For this publication, Open Space commissioned three essays by Lisa Baldissera, Diana Freundl, and Regan Shrumm. Lisa Baldissera draws upon her long association with Robert Youds and his work to overview For Everyone a Fountain. She articulates his continuing aesthetic preoccupations, especially regarding the interplay of site and locale. Diana Freundl, who curated For Everyone a Sunset in Vancouver, focuses her analysis on urban environments, specifically the histories, surprises, and adaptations of Hong Kong’s dense urban environment. Regan Shrumm grounds her essay in ideas of idealistic structures, drawing upon the histories of Moshe Safdie’s Habitat 67 and Vancouver Island’s Butchart Gardens.
For Everyone a Fountain echoes many of Open Space’s founding aspirations. It evades a designated disciplinary alliance; it activates interrogative [ad]ventures and, in turn, stimulates speculative interpretation. It is approachable and rigorous; and it is borne of, and subsequently encourages, mentorship and collaboration, as well as performance, both human and algorithmic.
Open Space is honoured to present this major work by an artist of Robert Youds’ experience and stature. During the 1980s, Youds’ work was curated as part of group exhibitions at Open Space, but For Everyone a Fountain is his first solo project here. Throughout the planning, installation, and publication phases of the project, Robert Youds has been unfailingly flexible and understanding during a time of intense transition at Open Space. Youds, as you might guess, has a finely tuned sense of humour. He has been articulate and generous in assisting all of us to step beyond the threshold of For Everyone a Fountain, inviting us into “the best room we will ever know.”
There are many others to thank. Technical consultant Steven A. Bjornson built the algorithm supporting the interpretation of four photographs—a core aspect of the work.
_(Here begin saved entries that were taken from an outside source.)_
PR #357, opened 2022-03-15
vim: add split direction option

goolord:
i just like having the ghcid window open to the right, but using a autocmd to do some wincmds has been fussy for me :9


ndmitchell:
Thanks!

PR #330, opened 2019-06-07
disable first end mapped point display

LeoHongyi:


src/WebUI/dotnet/WebPortal/Views/Home/JobDetail.cshtml
```diff
@@ -182,10 +182,20 @@
...
 
             var endpointsStr = $.map(endpoints, function (endpoint) {
+                //console.log(endpoint.podName);
+                var task = "";
+
+                if (endpoint.podName) {
+                    task = endpoint.podName.split("-").pop();
+                }
+
+                if (task.indexOf("ps0") !== -1) {
```
hao1939: Why should we ignore the endpoints on "ps0"?
The "ipython" port would be hosted on "ps0".

PR #366, opened 2019-06-19
add DLWS_USER_EMAIL env to pod, and add alert rule for idle jobs

xudifsd:
Add DLWS_USER_EMAIL env to job template. Current assume users are all from corp.

Also add alert rule for idle jobs.

### DIFF
--- a/src/ClusterBootstrap/services/monitor/alert-manager.yaml
+++ b/src/ClusterBootstrap/services/monitor/alert-manager.yaml
@@ -84,22 +84,29 @@ data:
       routes:
       - receiver: task_user
         repeat_interval: 4h
-        group_by: [alertname, user_email]
+        group_by: [alertname, user_email, cluster]
         match_re:
           type: user_alert
+          alertname: "zero-gpu-usage"
     receivers:
     - name: "alert-email"
       email_configs:
         - to: {{ alert_info["receiver"] }}
           html: '{{ "{{" }} template "email.html" . {{ "}}" }}'
           headers:
-            subject: '{{ cnf["cluster_name"] }}: {{ "{{" }} template "__subject" . {{ "}}" }}'
+            subject: '{{ "{{" }} .GroupLabels.cluster {{ "}}" }}: {{ "{{" }} template "__subject" . {{ "}}" }}'
     - name: "task_user"
       email_configs:
+        {% if cnf["alert-manager"]["alert_users"] %}
+        - to: '{{ "{{" }} .GroupLabels.user_email {{ "}}" }},{{ alert_info["receiver"] }}'
+        {% else %}
         - to: '{{ alert_info["receiver"] }}'
-          html: '{{ "{{" }} template "user_alert.html" . {{ "}}" }}'
+        {% endif %}
+          html: '{{ "{{" }} template "idle_gpu.html" . {{ "}}" }}'
           headers:
-            #To: '{{ "{{" }} .GroupLabels.user_email {{ "}}" }}'
-            #CC: '{{ alert_info["receiver"] }}'
-            subject: '{{ cnf["cluster_name"] }}: {{ "{{" }} template "__subject" . {{ "}}" }}'
+            {% if cnf["alert-manager"]["alert_users"] %}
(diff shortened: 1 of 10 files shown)


src/ClusterManager/job_manager.py
```diff
@@ -169,6 +169,8 @@ def SubmitRegularJob(job):
             jobParams["mountpoints"].append(mp)
 
         userAlias = getAlias(jobParams["userName"])
+        userEmail = userAlias + "@microsoft.com" # assume users are corp users
```
deepak-ms: I think jobParams["userName"] contains full emailId. If that's the case, then we can use it directly instead of hardcoding microsoft.com.

src/ClusterBootstrap/services/monitor/alert-manager.yaml
```diff
@@ -80,11 +80,22 @@ data:
...
     receivers:
     - name: "alert-email"
       email_configs:
         - to: {{ alert_info["receiver"] }}
           html: '{{ "{{" }} template "email.html" . {{ "}}" }}'
           headers:
             subject: '{{ cnf["cluster_name"] }}: {{ "{{" }} template "__subject" . {{ "}}" }}'
+    - name: "task_user"
+      email_configs:
+        - to: '{{ "{{" }} .GroupLabels.user_email {{ "}}" }}'
```
deepak-ms: Will there be any of our team DL in 'cc'?

src/ClusterManager/job_manager.py
xudifsd: Ok, I'll use that then.

src/ClusterBootstrap/services/monitor/alert-manager.yaml
xudifsd: Good suggestion.

xudifsd:
> Killing job after 8 hours is not included in this change. right?

Yes, this PR only for email.

src/ClusterBootstrap/services/monitor/alerting/jobs.rules
```diff
@@ -0,0 +1,10 @@
+groups:
+    - name: idle-job
+      rules:
+      - alert: low-gpu-usage
+        expr: avg(task_gpu_percent) by (pod_name, instance, user_email) == 0
+        for: 4h
+        labels:
+          type: user_alert
+        annotations:
+          summary: "Your job {{$labels.pod_name}} in {{$labels.instance}} have not used gpu for 4 hours. Please kill the job if you do not need it anymore"
```
Anbang-Hu: 1. Is it possible to add a link to the Job?
2. For distributed jobs, will each idle pod trigger an email? If so, is it possible to aggregate them at job level?

src/ClusterBootstrap/services/monitor/alerting/jobs.rules
```diff
@@ -0,0 +1,10 @@
+groups:
+    - name: idle-job
+      rules:
+      - alert: low-gpu-usage
```
Anbang-Hu: zero

src/ClusterBootstrap/services/monitor/alerting/jobs.rules
Anbang-Hu: I see that it's already assembled into one email. But still can we make them cleaner by grouping them into jobs?

xudifsd: 1. Yes, we can add a link, but to do so, alert manager must know webportal's url, maybe hub's, how can we get it? Through config?
2. Yes, in that case, we avg all task role's gpu usage and still check if it is 0?

src/ClusterBootstrap/services/monitor/alerting/jobs.rules
xudifsd: sure

src/ClusterBootstrap/services/monitor/alerting/jobs.rules
xudifsd: Also for 1, where the link pointing to? Can we assume all jobs are from hub instead of cluster local webportal?

xudifsd:
Current will send to admin for now

PR #372, opened 2019-06-20
Feature: interactive port and tensorboard

hao1939:
Features:
1. Interactive ports [DONE]
1. Tensorboard [DONE]

Design restriction:
1. Tensorboard would working with `--logdir=/job/logs`
1. All interactive  (and tensorboard) ports serve on ‘master’ role.
1. Listen on the port in range 40000-49999. (Try to avoid port overlay with NodePort.)
1. Interactive port name should less than 16 characters. (We use port name as part of the k8s service name, k8s have length limitation on the service name.)

API payload example for `create` endpoints:
`{ "jobId": "bd3d090a-53b6-4616-9b6c-fe4a86fd68ea", "endpoints": ["ssh", "ipython", "tensorboard", {"name": "port1", "podPort": "49999"}]}
`

### DIFF
--- a/src/RestAPI/dlwsrestapi.py
+++ b/src/RestAPI/dlwsrestapi.py
@@ -1007,6 +1007,7 @@ class Endpoint(Resource):
 
         for [_, endpoint] in endpoints.items():
             ret = {
+                "id": endpoint["id"],
                 "name": endpoint["name"],
                 "username": endpoint["username"],
                 "status": endpoint["status"],
@@ -1014,6 +1015,8 @@ class Endpoint(Resource):
                 "podName": endpoint["podName"],
                 "domain": config["domain"],
             }
+            if "podPort" in endpoint:
+                ret["podPort"] = endpoint["podPort"]
             if endpoint["status"] == "running":
                 if endpoint["hostNetwork"]:
                     port = int(endpoint["port"])
@@ -1050,9 +1053,15 @@ class Endpoint(Resource):
                 for i in range(nums[role]):
                     pod_names.append(job_id + "-" + role + str(i))
 
-        # endpoints should be in ["ssh", "ipython"]
-        if any(elem not in ["ssh", "ipython"] for elem in requested_endpoints):
-            return ("Bad request, endpoints only allowed in [\"ssh\", \"ipython\"]: %s" % requested_endpoints), 400
+        interactive_ports = []
+        # endpoints should be ["ssh", "ipython", "tensorboard", {"name": "port name", "podPort": "port on pod in 50000-59999"}]
+        for interactive_port in [ elem for elem in requested_endpoints if elem not in ["ssh", "ipython", "tensorboard"] ]:
+            if any(required_field not in interactive_port for required_field in ["name", "podPort"]):
+               # if ["name", "port"] not in interactive_port:
+               return ("Bad request, interactive port should have \"name\" and \"podPort\"]: %s" % requested_endpoints), 400
+            if int(interactive_port["podPort"]) < 50000 or int(interactive_port["podPort"]) > 59999:
+               return ("Bad request, interactive podPort should in range 50000-59999: %s" % requested_endpoints), 400
+            interactive_ports.append(interactive_port)
 
         # HostNetwork
         if "hostNetwork" in job_params and job_params["hostNetwork"] == True:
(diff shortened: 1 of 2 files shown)


src/RestAPI/dlwsrestapi.py
```diff
@@ -1078,7 +1089,7 @@ def endpoint_exist(endpoint_id):
         if "ssh" in requested_endpoints:
             # setup ssh for each pod
             for pod_name in pod_names:
-                endpoint_id = "endpoint-" + pod_name + "-ssh"
+                endpoint_id = "e-" + pod_name + "-ssh"
```
Anbang-Hu: Why do we want to do this? This is not as descriptive as "endpoint".

src/RestAPI/dlwsrestapi.py
```diff
@@ -1050,9 +1053,17 @@ def post(self):
                 for i in range(nums[role]):
                     pod_names.append(job_id + "-" + role + str(i))
 
-        # endpoints should be in ["ssh", "ipython"]
-        if any(elem not in ["ssh", "ipython"] for elem in requested_endpoints):
-            return ("Bad request, endpoints only allowed in [\"ssh\", \"ipython\"]: %s" % requested_endpoints), 400
+        interactive_ports = []
+        # endpoints should be ["ssh", "ipython", "tensorboard", {"name": "port name", "podPort": "port on pod in 40000-49999"}]
```
Anbang-Hu: Using the same range as ssh_port can cause collision.

src/RestAPI/dlwsrestapi.py
```diff
@@ -1050,9 +1053,17 @@ def post(self):
...
+        for interactive_port in [ elem for elem in requested_endpoints if elem not in ["ssh", "ipython", "tensorboard"] ]:
+            if any(required_field not in interactive_port for required_field in ["name", "podPort"]):
+                # if ["name", "port"] not in interactive_port:
+                return ("Bad request, interactive port should have \"name\" and \"podPort\"]: %s" % requested_endpoints), 400
+            if int(interactive_port["podPort"]) < 40000 or int(interactive_port["podPort"]) > 49999:
```
Anbang-Hu: Extract this into a variable

src/RestAPI/dlwsrestapi.py
```diff
@@ -1050,9 +1053,17 @@ def post(self):
...
+                return ("Bad request, interactive podPort should in range 40000-49999: %s" % requested_endpoints), 400
+            if len(interactive_port["name"]) > 16:
```
Anbang-Hu: Why do we have this restriction? Where is this "name" coming from?

src/RestAPI/dlwsrestapi.py
```diff
@@ -1123,6 +1134,60 @@ def endpoint_exist(endpoint_id):
             else:
                 print("Endpoint {} exists. Skip.".format(endpoint_id))
 
+        # Only open tensorboard on the master
+        if 'tensorboard' in requested_endpoints:
+            if job_type == "RegularJob":
+                pod_name = pod_names[0]
+            else:
+                # For a distributed job, we set up jupyter on first worker node.
```
Anbang-Hu: Change it to make the comment accurately describe the situation.

Anbang-Hu: If it's reused so often, let's make it a function.

src/RestAPI/dlwsrestapi.py
hao1939: To reduce the length of `id`, k8s have a limit of 63 characters.

src/RestAPI/dlwsrestapi.py
hao1939: 1. There would be no problem for k8s newtork.
2. For HostNetwork, the range 40000-49999 is for ssh/ipython/tensorboard. When use the HostNetwork, we assume that one pod would take the whole machine, so, the collision is controllable.

src/RestAPI/dlwsrestapi.py
hao1939: Comes from that k8s have a length limitation on 'id'.

src/RestAPI/dlwsrestapi.py
```diff
@@ -1123,6 +1134,60 @@ def endpoint_exist(endpoint_id):
             else:
                 print("Endpoint {} exists. Skip.".format(endpoint_id))
 
+        # Only open tensorboard on the master
+        if 'tensorboard' in requested_endpoints:
```
Anbang-Hu: Use double quotes for consistency everywhere

PR #378, opened 2019-06-24
Job manager should not crash due to temporary failure in SQL server name resolution

Anbang-Hu:
…ion for sql server


Anbang-Hu:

For helping during the installation, Open Space thanks Robert Youds’ team Bleda Baris, Elizabeth Charters, Ryan Hatfield, and Rachel Vanderzwet. Youds frequently consulted with his team, and his respect and confidence in their observations was inspiring. At Open Space, technician Miles Giesbrecht, program coordinator Breanna Fabbro, administrative coordinator Regan Shrumm, and curatorial assistant Margaret “Greta“ Hamilton carried all aspects of the project with professional diligence and enthusiasm. Graphic designer Leah McInnis helped us with the marketing materials. Producing this publication involved extensive contributions by photographer Tara Nicholson; videographer Naomi Kennedy; essayists Lisa Baldissera, Diana Freundl, and Regan Shrumm; editor and designer Sophie Pouyanne; and executive director Kegan McFadden. Robert Youds and his partner, Christine Toller, assisted with visuals, graphic design, and editing, and advised on this publication throughout, in countless ways.
Open Space is grateful to the Canada Council for the Arts, the BC Arts Council, the Arts Development Fund of the Capital Regional District, BC Community Gaming Grants, Young Canada Works, and the Victoria Foundation, as well as our members, board of directors, and volunteers.
We recognize that the work of Open Space is carried out on unceded First Nations territories. The City of Victoria and surrounding CRD municipalities lie on the territories of the Lekwungen and Coast Salish peoples, including the Esquimalt, Songhees, and WSÁNEĆ First Nations. We are fortunate and grateful to live, work, think, and create on these lands.